Vague Hartman, executive director and general counsel of the Vermont Human Rights Commission, told the House Judiciary Committee on Tuesday that the commission has been notified it earned $187,000 from HUD for fiscal year 2025 but has not received the drawdown voucher or payment.
"This year, they did tell us that we earned, a $187,000 for all of the case work that we did in fiscal year 25," Hartman said, adding the commission typically receives HUD funds as a per-case drawdown that historically helped pay for fair-housing investigations.
The unpaid federal payment and broader federal policy changes have created immediate pressure on the commission's budget. Hartman said the commission is seeking a modest FY26 budget adjustment of $25,000 "just to be able to kinda keep the lights on and keep all of our staff employed for this fiscal year," and asked lawmakers not to require a $65,000 vacancy-savings line that the governor recommended.

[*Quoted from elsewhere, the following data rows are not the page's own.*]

PR #1519, opened 2018-07-11
Adding elasticsearch node selectors since they are required as of 3.11

ewolinetz:
Required as of https://github.com/openshift/openshift-ansible/pull/9144

PTAL @stevekuznetsov @richm


richm:
These new parameters should be added to https://github.com/openshift/aos-cd-jobs/blob/master/sjb/inventory/group_vars/OSEv3/logging.yml instead of trying to pass them in as -e params

PR #1521, opened 2018-07-11
move logging nodeselectors to inventory logging.yml

richm:
move logging nodeselectors to inventory logging.yml
this should fix current logging CI issues


ewolinetz:
/lgtm

thanks @richm I was going to try a few different permutations to fix this, I think this is the cleanest approach

PR #1525, opened 2018-07-13
update kibana proxy image

jcantrill:
Update proxy image to 1.1.0


ewolinetz:
/lgtm

we should also update the default value here https://github.com/openshift/openshift-ansible/blob/master/roles/openshift_logging_defaults/defaults/main.yml#L16

jcantrill:
@ewolinetz ref https://github.com/openshift/openshift-ansible/pull/9210

jcantrill:
closing per @richm alternate fix.

PR #1528, opened 2018-07-17
Add helper functions for updating RPM version numbers and getting versions from .spec files on github

markllama:
This PR adds functions that can be used in the future to generate version number updates and to retrieve
version number information from RPM spec files on github without cloning the entire repo.

It makes no change to existing jobs or functions.

### DIFF
--- a/pipeline-scripts/buildlib.groovy
+++ b/pipeline-scripts/buildlib.groovy
@@ -293,18 +293,33 @@ def get_releases(repo_url) {
 }
 
 /**
+ * Read an OAuth token from a file on the jenkins server.
+ * Because groovy/jenkins sandbox won't let you read it without sh()
+ * @param token_file - a file containing a single OAuth token string
+ * @return - a string containing the OAuth token
+ */
+def read_oath_token(token_file) {
+    token_string = sh (
+        returnStdout: true,
+        script: "cat ${token_file}"
+    ).trim()
+    return token_string
+}
+
+/**
  * Retrieve a single file from a Github repository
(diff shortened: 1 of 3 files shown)


pipeline-scripts/buildlib.groovy
```diff
@@ -437,6 +452,105 @@ invalid mode build != master and no release branch
     return mode
 }
 
+//
+// Create a new version string based on the build mode
+//
+//@NonCPS
+def new_version(mode, version_string, release_string) {
+
```
tbielawa: Can you document some valid input/outputs with those fancy `@param` comments you use so well

pipeline-scripts/buildlib.groovy
```diff
@@ -437,6 +452,105 @@ invalid mode build != master and no release branch
     return mode
 }
 
+//
+// Create a new version string based on the build mode
+//
+//@NonCPS
```
tbielawa: You meant to leave the NonCPS commented out, right?

pipeline-scripts/buildlib.groovy
markllama: You silver-tongued dude you.  Yep will do.

pipeline-scripts/buildlib.groovy
markllama: I think I tested it with and without.  Groovy alone and Jenkins are different.  I'll verify.

markllama:
Updated comment strings.  Unit tests passed.

PR #1529, opened 2018-07-18
Enable ansible-2.6 repo on master branches

sdodson:


sdodson:
/cc @vrutkovs 
this should work now, will merge after install job goes green on the pr to require ansible 2.6

PR #1534, opened 2018-07-24
Switch to using the AWS cluster operator account for co e2e

csrwng:
The initial vm will still be created in the regular account but all test artifacts will now be created in the cluster operator AWS account, making it easier to manage and cleanup and reducing the risk to the regular account. After this is in place, the credentials to the regular account may be removed from Jenkins.


csrwng:
@dobbymoodge ptal

dobbymoodge:
@csrwng you've tested this, right?

csrwng:
@dobbymoodge Yes the test is successful :)

Issue #513, opened 2019-03-25
How to use the database parameter


peter-gribanov:
```yml
snc_redis:
    clients:
        default:
            type: predis
            alias: default
            dsn: '%redis_dsn%'
            logging: '%kernel.debug%'
            options:
                parameters:
                    database: 1
```

B-Galati:
Hi and thanks,

I will look into it, in the meantime you can try with DSN based solution which should work.

peter-gribanov:
> you can try with DSN based solution which should

Yes. It works. I can specify the database number in each DSN. But in this case, i lose the elasticity of the configuration.
The database number is the application level configuration.
The DSN for Redis is the configuration of the environment level.
I have 10 databases . If i configure the database number via environment variables, then i will have to configure 10 environment variables instead of one. This is inconvenient and high probability of errors.

B-Galati:
Thank you!

PR #556, opened 2020-03-02
Support for connection parameters

DemigodCode:
In newer versions connection parameters have to be in the options layer.
For bc the parameters layer not removed.

Related: https://github.com/snc/SncRedisBundle/issues/513


DemigodCode:
There's a compatibility problem(return value definition) with the new symfony version, don't know how to fix it without loading different classes for different kernel versions.

B-Galati:
Closing. 2.X version is not maintained anymore.

PR #567, opened 2020-03-20
Update 2.0.0 upgrade notes

gigo6000:
Mention that is required to use a `handler_id` if you are using Redis sessions.

We just upgraded a project from `1.1.9` to `2.0.0` and this broke our sessions.


B-Galati:
Thanks @gigo6000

"A $65,000 vacancy savings would mean that I'm leaving a position open for almost, you know, a year potentially or that we furlough our entire staff for a month," Hartman told the committee, describing the agency's nine-person staff and the operational strain of unfilled positions.

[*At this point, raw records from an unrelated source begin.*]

PR #571, opened 2020-04-10
remove redundant variable

dzarda86:


curry684:
Given that the docs require the iterator to be the first variable - did this just never work before or what?

https://github.com/phpredis/phpredis#scan

dzarda86:
As depencency in our projects it fails to pass coding standards as the $key parameter is not defined anywhere in the function. We are currently unable to update to 3.* version.

snc/redis-bundle/Client/Phpredis/Client.php
/**
 * {@inheritdoc}
 */
public function scan(&$iterator, $pattern = null, $count = 0)
{
    return $this->call('scan', array($key, &$iterator, $pattern, $count));
}

B-Galati:
But the bugfix targets 2.1 branch :thinking: 

What's the current version of the bundle you are using?

dzarda86:
May be I did that wrong..

I am using composer package based on 2.1.13 tag; this issue is present since 2.1.10.

I was hoping you would merge this fix and release a new package version.

B-Galati:
We could but the CI is completely broken :thinking:

PR #573, opened 2020-04-22
fix: ClientCluster::flushall compatibility with redis extension

### LINKED ISSUE #572: Declaration ClientCluster::flushAll not compatible
The declaration of ClientCluster::flushall function is not compatible with the one defined in the extension (pecl redis 5.2.1): [redis_cluster.c](https://github.com/phpredis/phpredis/blob/6808cd6a7a30c006bc9133c3058dfe18551d7734/redis_cluster.c#L78)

Hartman explained the commission has grown from six to nine positions since 2021 but still turns away potential cases weekly because of capacity limits; he asked the committee to authorize three additional positions, including a staff attorney investigator and a policy director, to reduce backlog and to provide statewide policy and training work.
The commission also flagged a shift in HUD's practice: Hartman said HUD has paused or curtailed regional referrals, that a planned new voucher process requires additional signoffs, and that HUD told the HRC it may re-evaluate which state agencies will be considered "substantially equivalent" for future funding.
The Judiciary committee did not take a vote but asked Hartman to return with detailed budget figures. Committee leadership indicated they would discuss the request further with appropriations and bring Hartman back for a follow-up presentation on the FY26 and FY27 budget specifics.